Khazen

ZAHLE, Lebanon, (Xinhua) — Arak, a Lebanese local alcoholic beverage, has witnessed a remarkable slowdown in production in the past few years because of stiff competition from imported alcoholic beverages. “The taste of people has changed tremendously,” Joseph Haddad, owner of a small Arak factory in Zahle, told Xinhua that young people today prefer to drink imported alcoholic products such as beer, wine, vodka and whiskey. Haddad’s arguments were echoed by Fadi Hamra, who owns a tourist resort in Bekaa Valley, the capital city of which is Zahle. “We see a lot of ads promoting wine nowadays, which attract a lot of clients to this product,” said Hamra. Abo George Saghbini, known to be “the King of Arak” in Lebanon, also warned that the import of alcoholic drinks will lead to the collapse of the Arak industry with time. “The drop in the manufacturing of Arak weighed negatively on the economic situation in Zahle, as lots of citizens in the city rely on this production for their living,” he lamented, holding in his hand a glass of Arak of his own production. Considered an indigenous Lebanese alcoholic drink, Arak, made of grapes and aniseed, is as transparent as water. The production of Arak dates back to 1890, while its export started in 1920. “Drinking Arak is one of the Lebanese traditions for celebration, served usually ahead of the main dish with Lebanese appetizers and grilled meat or fish,” said Saghbini, already in his 70s

According to the old Lebanese man, Arak is different from other alcoholic drinks, as its color turns into milky white when water and ice are added before drinking to cover the strong smell of the aniseed. The production of Arak typically goes through three stages, he explained. In the first stage, grapes, harvested between September and October, are seeded and stored in barrels for 15 days to be fermented. In the next two stages, alcohol is extracted from fermented grapes to get purified, and then turns into Arak with added aniseed. Saghbini said the annual production of Arak has plummeted from 24 million bottles at the end of the 1980s to only 2 million nowadays. In addition to competition from foreign alcoholic drinks, decline in grape production is another reason behind the slowdown of Arak manufacturing in Zahle.

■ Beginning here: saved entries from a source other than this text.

PR #139, opened 2019-05-13
Test Suite Improvements

mikeselander:
While debugging #81, I made a series of style fixes that keep the code a bit cleaner and easier to read.

 - Removes unused `use` statements
 - Moves classes from `\` to `use`
 - Defines class variables used by the class
 - Adds `@group` definitions for more finite testing
 - Defines some constants that should help PHPCS work more intelligently while testing

### DIFF
--- a/tests/AllSniffs.php
+++ b/tests/AllSniffs.php
@@ -11,7 +11,6 @@ namespace HM\CodingStandards\Tests;
 
 use PHP_CodeSniffer\Util\Standards;
 use PHP_CodeSniffer\Autoload;
-use PHP_CodeSniffer\Tests\Standards\AbstractSniffUnitTest;
 use PHPUnit\TextUI\TestRunner;
 use PHPUnit\Framework\TestSuite;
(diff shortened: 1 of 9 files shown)


tests/AllSniffs.php
```diff
@@ -44,8 +46,8 @@ public static function suite() {
 		$suite = new TestSuite( 'HM Standards' );
 
 		$standards_dir = dirname( __DIR__ ) . '/HM';
-		$all_details = Standards::getInstalledStandardDetails( false, $standards_dir );
-		$details = $all_details['HM'];
+		$all_details   = Standards::getInstalledStandardDetails( false, $standards_dir );
+		$details       = $all_details['HM'];
```
rmccue: Didn't we remove the equals-align rule?

mikeselander: Indeed we have, I hadn't setup PHPStorm properly so it was using the defacto set. I can change these back, I suppose.

PR #140, opened 2019-05-14
Fix NamespaceDirectoryNameSniff for tests directory length

### LINKED ISSUE #134: tests/ not correctly exempt from HM.Files.NamespaceDirectoryName
The [logic in HM.Files.NamespaceDirectoryName](https://github.com/humanmade/coding-standards/blob/master/HM/Sniffs/Files/NamespaceDirectoryNameSniff.php#L67-L68) to exclude the 'tests' directory from the sniff has a logic bug, causing the sniff to fail with the error
```
Directory ts for namespace RootNS\Tests found; use tests instead
```
The offending lines are the `substr` command which uses `strlen( '/inc' )` instead of detecting whether it should be trimming `/inc` or `/tests`:
```
	$inc_position = $matches[0][1] ?? $test_matches[0][1];
	$after_inc = substr( $directory, $inc_position + strlen( '/inc' ) );
```
A regex or more conditional `substr` call should resolve the issue.

mikeselander:
Fixes #134

 - Adds tests for the `tests` directory that prove the initial failure
 - Fixes the code parsing for the incorrect directory length that triggered the `Directory ts for namespace` error


HM/Sniffs/Files/NamespaceDirectoryNameSniff.php
```diff
@@ -64,15 +64,18 @@ public function process( File $phpcsFile, $stackPtr ) {
 			return;
 		}
 
-		$inc_position = $matches[0][1] ?? $test_matches[0][1];
-		$after_inc = substr( $directory, $inc_position + strlen( '/inc' ) );
-		if ( empty( $after_inc ) ) {
+		// Find correct after namespace-base path.
+		$after_dir = ! empty( $matches[0][1] )
+			? substr( $directory, $matches[0][1] + strlen( '/inc' ) )
+			: substr( $directory, $test_matches[0][1] + strlen( '/tests' ) );
```
rmccue: Not a big fan of this style. Can we instead set the offset on a separate line which can fit on one line, and `substr` once?

mikeselander: We can, but I think the alternative is quite a bit messier.

Something like:

```php
// Find correct after namespace-base path.
$match = $matches[0][1] ?? $test_matches[0][1];
$offset = $matches[0][1] ? strlen( '/inc' ) : strlen( '/tests' );
$after_dir = substr( $directory, $match + $offset );
```

Unless I'm missing a better way of doing this, we end up with two different if blocks for the same logic, and combining them into a proper `if/else` statement would mean setting the same temporary variable twice.

Thoughts?

rmccue: Yeah, I would do it that way, as it shortens the lines substantially.

Alternatively, change the regex to `'#/(inc|tests)(?:/|$)#'` and use `substr( $directory, $matches[0][1] + $matches[1][1] )`

tfrommen: Not sure I get this right, but I find both the original and the suggested code a bit overly complex.

Isn't all we need the path after `/inc` or `/tests`? And fail if there is no such path (meaning the code does not live in such a folder)?

How about changing the code like so:

```php
		if ( ! preg_match( '|(?:/inc|/tests)(/.*)?|', $directory, $matches ) ) {
			$error = 'Namespaced classes and functions should live inside an inc directory.';
			$phpcsFile->addError( $error, $stackPtr, 'NoIncDirectory' );
			return;
		}

		$after_dir = $matches[1] ?? '';
```

Done.   ...? 🤔 😀

mikeselander: @tfrommen you're not wrong - they are overly complex 💯. I was planning on using a single regex like Ryan suggested but hadn't gotten to fixing it like you have here yet.

That stored sandbox link is really neat, I've never seen that before!

mikeselander:
I simplified the logic above and modified the regex to look for the last available instance of `inc` or `tests` in cases (like our test files) where there are two. I expect our tests are the only case this happens but it felt worth covering the case.

HM/Sniffs/Files/NamespaceDirectoryNameSniff.php
```diff
@@ -55,24 +55,22 @@ public function process( File $phpcsFile, $stackPtr ) {
 			return;
 		}
 
-		if (
-			! preg_match( '#/inc(?:/|$)#', $directory, $matches, PREG_OFFSET_CAPTURE )
-			&& ! preg_match( '#/tests(?:/|$)#', $directory, $test_matches, PREG_OFFSET_CAPTURE )
-		) {
+		if ( ! preg_match( '#(?:.*)(?:/inc|/tests)(/.*)?#', $directory, $matches, PREG_OFFSET_CAPTURE ) ) {
```
tfrommen: Why do you still use `PREG_OFFSET_CAPTURE`? You don't need/use the index any longer. This would also simplify the new line 65 from `$after_dir = $matches[1][0] ?? '';` to `$after_dir = $matches[1] ?? '';`.

Or is there something else going on that I don't see?

PR #149, opened 2019-07-25
Add typescript documentation

nathanielks:
Nothing much else to say! Out of the box, the eslint package will mostly work fine, but it will throw errors some TypeScript-specific syntax. This fixes that!

### DIFF
--- a/packages/eslint-config-humanmade/readme.md
+++ b/packages/eslint-config-humanmade/readme.md
@@ -26,6 +26,22 @@ extends:
 - humanmade
 ```
 
+### Working with TypeScript
+
+If you desire to use TypeScript for your project, you will need to add another dependency:
+
+```
+npm install --save-dev @typescript-eslint/parser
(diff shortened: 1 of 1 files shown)


nathanielks:
Aw, damn:
```
Failed to run hmlinter
Could not run: Error: Cannot find module '@typescript-eslint/parser'
```

Is there a way we can have hmlinter install linter dependencies?

pdewouters:
@nathanielks I believe you can make a PR to add them here to our `eslint-config-humanmade` packages

kadamwhite:
@nathanielks The docs look good; lookin at your "Oh, Damn", do you mean that it still doesn't work if you install that package, as you documented?

nathanielks:
@kadamwhite it's been so long I don't recall 🙈 I did some local testing and I cannot reproduce the issue, but if I do I'll follow up with another PR 👍

PR #150, opened 2019-07-25
Add npx install-peerdeps documentation

nathanielks:
This adds a simple shortcut for installing peerdeps.


nathanielks:
Updated! I left the AirBNB credit because that's also where I found out about `npx install-peerdeps`!

PR #155, opened 2019-12-02
Make react hooks and sonarjs eslint plugins available

pdewouters:
## Description

Given I want to use some extra linting plugins in my config, and the project is using the HM eslint config, the way to use these extra plugins, and have HM linter bot use them in its review, I need to include these plugins in this `package.json` file.

I'd like to be able to lint my React code with the plugin that enforces the rules of hooks

https://reactjs.org/docs/hooks-rules.html

I want to use the linting rules provided by this package
https://github.com/SonarSource/SonarJS  

This is the accepted way to add custom plugins as was discussed with @rmccue

PR #156, opened 2019-12-04
Add typescript dev dependency

pdewouters:
## Description

Adds the typescript npm package
https://www.npmjs.com/package/typescript

## Motivation and Context

Having the ability to use typescript types checking will allow projects to benefit from stricter type checks in Javascript code without having to write Typescript.

This is supported by the fact that the Gutenberg team are doing the same: https://github.com/WordPress/gutenberg/commit/f7e067b2a08b75a7dd889f87473f3e434153c743#diff-e5e546dd2eb0351f813d63d1b39dbc48

This can be paired with the `eslint` rules `valid-jsdoc` and `require-jsdoc`

To use in a project, developers will simply need to add a `tsconfig.json` file, which should have the key `"noEmit": true,` and run `tsc` on their codebase

## Types of changes

- [ ] Bug fix (non-breaking change which fixes an issue)
- [x] New feature (non-breaking change which adds functionality)
- [ ] Breaking change (fix or feature that would cause existing functionality to change)

## Checklist:

- [x] My code follows the code style of this project.
- [ ] My change requires a change to the documentation.
- [ ] I have updated the documentation accordingly.
- [x] I have read the **CONTRIBUTING** document.

### DIFF
--- a/packages/eslint-config-humanmade/package.json
+++ b/packages/eslint-config-humanmade/package.json
@@ -16,7 +16,8 @@
     "eslint-plugin-flowtype": "^3.2.0",
     "eslint-plugin-import": "^2.14.0",
     "eslint-plugin-jsx-a11y": "^6.1.2",
-    "eslint-plugin-react": "^7.11.1"
+    "eslint-plugin-react": "^7.11.1",
+    "typescript": "^3.7.3"
   },
   "peerDependencies": {
     "babel-eslint": "^10.0.0",


ntwb:
Yes please, similar to #155 could we add some basic docs in the readme/s that the package includes this package a link to the docs of the package please

kadamwhite:
After discussion with @rmccue and @mikeselander we don't think it makes sense to include the typescript compiler inside the coding standards repo. We can flesh the documentation out to clarify what dependencies a project needs to declare in order to utilize TS-specific rules, but having the compiler bundled with the standards feels like it's conflating two different things.

PR #151, opened 2019-08-06
Update: WPCS 2.1.1 / VIPCS 2.0.0

pdewouters:
Updates WP CS and VIP CS packages to latest versions.
VIP CS rules are now compatible with WP CS 2.*
see https://github.com/Automattic/VIP-Coding-Standards/releases/tag/2.0.0

Resolves #130 
Resolves #148

PR #163, opened 2019-12-27
Limit Fixture Test Standards

mikeselander:
**Problem:**
We've been loading any and all standards from our HM ruleset within our fixture tests, but the fixture tests only store errors for our specific standards. Loading in other standards is causing all kinds of false errors such as those seen in #81 and #151. I believe that these errors are related to PHPCS autoloading some classes and then our standard coming in and triggering them to load again. PHPCS runs fine and as expected on the command line, but fails in the test suite for the above hard-to-trace reasons. 

**Solution:**
The Ruleset class offers us the ability to limit the standards loaded to a specific subset so that our tests run only against our custom code. Since we're only recording errors on our custom sniffs, there's little point to loading in all the standards for these particular tests. It also cuts the run time for the test suites down by half. Yay 200ms back in your life ;P  

Note that this does remove the ability to smoke test for regressions from updating external rulesets, but I think that we should handle that in a separate test suite anyway.

This fixes the test suite issues seen in both #81 and #151 as seen by these test branch CI runs: https://travis-ci.org/humanmade/coding-standards/builds/630048500 and https://travis-ci.org/humanmade/coding-standards/builds/630048408

https://github.com/squizlabs/PHP_CodeSniffer/blob/278b643f2a5ec1b92fd60b2d7dac034f3a52ea4e/src/Ruleset.php#L177-L191

### DIFF
--- a/CHANGELOG.md
+++ b/CHANGELOG.md
@@ -8,6 +8,7 @@
 ### Updated
  - Bumped `stylelint-config-wordpress` package to v15 from v13 #165
  - Ignore stylelint `at-rule` line break for `if/else/elseif` #170
+ - Restricted fixture tests to load only custom HM sniffs #163
 
 ## 0.7.0 (June 5, 2019)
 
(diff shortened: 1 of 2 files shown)


mikeselander:
> Maybe we should consider marking specific sniffs in each fixture file?

This makes sense to me; I'll add an issue for follow-up on that.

Jalal Rahhal, a farmer who plants 48 hectares of grapes, said farmers in the past decade have gradually shifted to table grapes from grapes grown for Arak production to maximize their profits. “It is more profitable for farmers to grow table grapes which sell at 1.5-2 U.S. dollars per kilo, while grapes used in producing Arak sell at fewer than 1 dollar per kilo,” he explained. According to the association of Bekaa traders, Lebanon exports about 20 percent to 25 percent of its Arak production, earning a revenue ranging between 3 million to 4 million dollars. The top importers of Lebanese Arak are the United States, the United Arab Emirates and Iraq. Meanwhile, the fading of the Arak industry dealt a blow to the employment market in Zahle, considered one of the most beautiful cities in Lebanon, since the industry provides hundreds of jobs in the city. “We are proud of our traditional Arak and we hold on to it,” said Haddad.